The aircraft is built from aluminium and has a V-tail. The constant-chord wing is made up from eight aluminum honeycomb-sandwich structural panels and has large flaps, using up 34 ft, or 70%, of the 48 ft wingspan. The wing uses a NACA 65 (3)-618 airfoil, the same profile as the HP-8. Some HP-10s were finished with Helisoar-produced fiberglass Hoerner wingtips. The landing gear is a fixed monowheel.

The production rights to the HP-10 were purchased by Helisoar, a company owned by Steve duPont. The company produced a number of kits for the aircraft before production was ended. At least nine kits were completed, most in the Experimental - amateur-built category. Some were registered with the Federal Aviation Administration as Helisoar HP-10s. When Helisoar was liquidated duPont donated all the tooling, parts, drawings and engineering reports to the EAA AirVenture Museum as the Soaring Society of America had no storage space at that time.

==Operational history==
Schreder and the HP-10 won the Stroukoff Trophy in 1961 for a 57 km/h (35.5 mph) 229 km (142 miles) goal and return flight.

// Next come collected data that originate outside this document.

PR #235, opened 2022-02-15
added files for the BAO DR12 and DR16 LRG likelihoods

markm42:


cmbant:
Thanks! May be better to delete "rs_fid: 1" lines I think (we should also do that in the other DR16 likes).

Don't worry about the  test fail, that's some annoying pandas/numpy version thing nothing to do with this PR.

cmbant:
I fixed the pandas/numpy conflict on master by upgrading pip in the travis runs.

PR #270, opened 2022-11-10
min python 3.8

cmbant:


cmbant:
Spectacular set of mostly different random build failures, from mpi4py to matplotlib to clik, how is all this still so brittle! I don't immediately have fix for any of them (could caching be messing it up?)

PR #271, opened 2022-11-10
Add CamSpec-NPIPE likelihood

earosenberg:


cmbant:
Apart from trivial spacing failing the tests, looks good to me

cmbant:
It would be nice to add at least one unit test for it though, as for CamSpec 2021

cmbant:
@earosenberg I don't think use_fg_residual_model should the params yaml, since it is not a variable parameter?

earosenberg:
There are several params in params_TT_CamSpec.yaml set to constants - are you suggesting those should get moved elsewhere or removed entirely by editing the Python likelihood?

cmbant:
use_fg_residual_model is not a float, so doesn't make sense to sample; but fine I think to keep things that could be sampled but are fixed by default. Just seems odd having it appearing in outputs yamls like sampleable parameters.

With its high wing loading of 6.75 lb/sq ft (33.0 kg/m^{2}) and small wing area of 114 sq ft (10.6 m2), the HP-10 developed a reputation of being difficult to keep aloft in weak soaring conditions.

In April 2011 there were three HP-10s registered with the FAA, including one in the National Soaring Museum and one in the EAA AirVenture Museum.